How the devil do I know
if there are rocks in your field,
plow it and find out.
If the plow strikes something
harder than earth, the point
shatters at a sudden blow
and the tractor jerks sidewise
and dumps you off the seat-
because the spring hitch
isn’t set to trip quickly enough
and it never is – probably
you hit a rock. That means
the glacier emptied his pocket
in your field as well as mine,
but the connection with a thing
is the only truth that I know of,
so plow it.

"Truth" by James Hearst from Snake in the Strawberries published by Iowa State University Press. It can also be found in Selected Poems by James Hearst published by the James & Meryl Hearst Center for the Arts, and in the Collected Poetry of James Hearst to be published in 2001 by the University of Iowa Press.
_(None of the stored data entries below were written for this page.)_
PR #410, opened 2026-09-01
fix(linkedin-search): reject fractional --jobage/--page/--limit inste…

### LINKED ISSUE #371: linkedin-search: fractional --jobage silently disables freshness filtering (parseInt truncation, exit 0, f_TPR omitted)

Na-bra:
…ad of truncating

parseIntFlag used bare parseInt, so a fractional value like --jobage 0.5 silently truncated to 0, which jobageToTPR's `!days` guard then treats as "no filter" - dropping the freshness window from the request entirely while the CLI still exited 0. Now requires the raw value to already be an integer literal and rejects anything else with the standard BAD_ARG error.

Fixes #371. Reported by @Meet6338-X.

### DIFF
--- a/.agents/skills/linkedin-search/cli/src/cli.ts
+++ b/.agents/skills/linkedin-search/cli/src/cli.ts
@@ -125,13 +125,18 @@ async function main(): Promise<number> {
       return 1
     }
 
+    // Bare `parseInt` truncates instead of rejecting ("2.5" -> 2, "0.5" -> 0),
+    // so a fractional --jobage silently changed the freshness window instead
+    // of erroring - worst case landing on 0, which the downstream `!days`
+    // check then treats as "no filter" and drops --jobage entirely with no
+    // error at all. Require the raw string to already be an integer literal.
     const parseIntFlag = (name: string, raw: string | boolean | string[]): number | null => {
-      const val = parseInt(raw as string, 10)
-      if (isNaN(val)) {
-        process.stderr.write(JSON.stringify({ error: `--${name} must be a number, got "${raw}"`, code: "BAD_ARG" }) + "\n")
+      const str = typeof raw === "string" ? raw : String(raw)
+      if (!/^-?\d+$/.test(str)) {
+        process.stderr.write(JSON.stringify({ error: `--${name} must be an integer, got "${raw}"`, code: "BAD_ARG" }) + "\n")
         return null
       }
-      return val
+      return parseInt(str, 10)
     }
 
     if (flags.jobage !== undefined) {
--- a/.agents/skills/linkedin-search/cli/tests/cli-flag-validation.test.ts
+++ b/.agents/skills/linkedin-search/cli/tests/cli-flag-validation.test.ts
@@ -33,11 +33,23 @@ describe("LinkedIn CLI flag validation", () => {
       expect(err.code).not.toBe("BAD_ARG");
     });
 
-    test("float string truncated to integer, no error", async () => {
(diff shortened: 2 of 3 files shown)


MadsLorentzen:
Thanks for this - the fix itself is sound (the integer-literal regex correctly rejects the truncating inputs, and the `0.5`-drops-the-filter test is exactly the right case to pin), and I appreciate you crediting @Meet6338-X's find. But this one is already covered: #393 has fixed the same #371 bug since Aug 29, verified end to end on this side, and it's been under a publicly posted merge window on that thread since Aug 30. It merges tomorrow, so I'm closing this as a duplicate - no reflection on the quality of your patch, #393 was simply first and is already through review.

One habit worth adopting from this: before building a fix, check the issue's thread and linked PRs - #371 linked #393 at the top, and its status was posted in both places. Your instinct to contribute is exactly right though, and I've answered your #409 question with some pointers on where a hand is genuinely wanted.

For Voices from the Prairie and Humanities Iowa, this is Michael Carey hoping you continue to hear the music blooming all around you.

Biography

Mr. Hearst was born in 1900 and died in 1983. Though paralyzed at a young age from a tragic accident that left him confined to a wheelchair, Mr. Hearst continued to farm all his long life and to teach at the University of Northern Iowa.